Health 2.0 was originally founded as a ‘bleeding edge’ networking community of misfit tech developers, IT gearheads, clinician renegades, startup newbies, and intense patient advocates, soon joined by marketers, communicators, funders, journalists, academics, and others who for various reasons wanted to be part of The Shock of the New. Over time, the small gatherings of the tribes (a/k/a chapters and annual meetings) grew ever larger, along with the startups growing up (or flaming out) and increased corporate interest, while Health 2.0 developed into a sizable conference, media, and innovation consulting company with a claimed 50,000 members. HIMSS has always represented, in their CEO Steve Lieber’s words, the “more established, fully adopted technology arena”. With the acquisition, HIMSS “now has much more of a portfolio to help drive better health through IT” and, of course, a deep well of resources including dues (and sponsor/exhibit) paying companies and members.

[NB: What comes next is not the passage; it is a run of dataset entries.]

PR #4527, opened 2020-12-30
adding .indexOf for Chunk.scala

jyoo980:
Following conversation in #2271, adds `.indexOf` on `Chunk`


jyoo980:
Looks like I'll have to override 
```Scala
def indexOf[B >: A](elem: B, from: Int): Int
```
instead, as overriding the default `indexOf` function is deprecated in Scala 2.13

adamgfraser (changes requested):
It looks like the `indexOf` method that takes a single argument with an element is a more specialized version of the overloaded `indexOf` method that takes an element and a starting index. Can you update your PR to implement that? Should resolve the Scala 2.13 compilation issue as well.

Issue #4520, opened 2020-12-23
ZIO Test: Solve the `test` conflict with `zio.test`


jdegoes:
Currently it's a source of frustration that if one has imported `zio._`, one automatically gets `test` as a top-level package. Then if one wishes to write a pure test using the `test` function, it becomes impossible without qualification because of the name clash between the `test` package and the `test` function.

There are several ways to solve this:

1. Rename `test` function so that it has another name. However, `test` is a rather [common convention](https://scalameta.org/munit/docs/getting-started.html) across many testing libraries.
2. Rename `test` package, e.g. `ziotest`. The redundancy would be annoying `import zio.ziotest`. Perhaps the whole package could live in `ziotest`, although that would be non-idiomatic because it uses 2 words in the package name.
3. Turn `test` package into an object, which has an `apply` method, which delegates to `zio.test.test(...)`. In this case, importing `zio._` would import the `test` object located in the `zio` package. This same object would contain everything that is currently inside the package `zio.test`, but also it would have an apply function so you could call it as a function. The drawback is that importing `zio.test._` would bring into scope a method called `apply`, which could yield clashes.
4. Experiment, e.g. try to define `test` as a method in `RunnableSpec` (etc.) that delegates to the `zio.test.test` method, and see that's enough information to allow Scala to disambiguate (I don't know).
5. Other ideas?

dkarlinsky:
Adding test method to AbstractRunnableSpec seems to do the trick. 
class/object member `test` shadows `test` package (and `test.test`)

adamgfraser:
Closed by #4532.

PR #4532, opened 2021-01-03
ZIO-Test: Solve the `test` conflict with `zio.test`.

dkarlinsky:
Adding `test` method to `AbstractRunnableSpec` seems to do the trick.
#4520

### DIFF
--- a/examples/shared/src/test/scala/zio/examples/test/ExampleSpec.scala
+++ b/examples/shared/src/test/scala/zio/examples/test/ExampleSpec.scala
@@ -1,6 +1,5 @@
 package zio.examples.test
 
-import zio._
 import zio.test._
 
 object ExampleSpec extends DefaultRunnableSpec {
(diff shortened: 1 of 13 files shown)


examples/shared/src/test/scala/zio/examples/test/ExampleSpec.scala
```diff
@@ -1,6 +1,7 @@
 package zio.examples.test
 
-import zio.test.{ assert, suite, test, Assertion, DefaultRunnableSpec }
+import zio._
+import test._
```
adamgfraser, line 4:
```suggestion
import zio.test._
```

adamgfraser (changes requested):
Looks great! As proof that this solves the conflict and prevent regressions it would be good to replace usages of `zio.test.test` in our own internal test suites with `test`.

jdegoes:
Awesome!!!

adamgfraser (approved):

Health 2.0 will be expanding their conference schedule and into “additive products and services” such as MarketConnect, introduced at the 2016 annual meeting as a broker for startups/emerging tech to connect with larger customers and partners, and the Digital Health Marketplace with the NY Economic Development Commission (NYEDC). Developing these services will “lower barriers, increasing access and then being a conduit for larger established organizations to tap into that early stage technology community,” according to Dr Subayia. (Update: The Catalyst division, which runs sponsored challenges, code-a-thons, and pilot programs, is not part of this transaction but will work closely with the conference team, per a Health 2.0 email 20 April.)
By expanding to the early-stage health tech community, it refreshes HIMSS, in Mr Lieber’s words, with “new directions”. They also acquire two high-profile globally-known figures in the health tech field.
Those in the health tech community are asking:
- Will this truly create an ecosystem that benefits startups and early to mid-stage health tech, fostering innovation investment–or will it accelerate the big company acquisition trend already present in the past three years?
- Will the conferences, to date fairly freewheeling affairs, change to the buttoned-up HIMSS corporate model? Many categories of attendees (e.g. full-time physicians, caregivers, volunteers) have been admitted free or at greatly discounted rates. The meetings, speakers, and networking were the focus, with exhibits and sponsorships available but in the background. Or will some of these meetings merge?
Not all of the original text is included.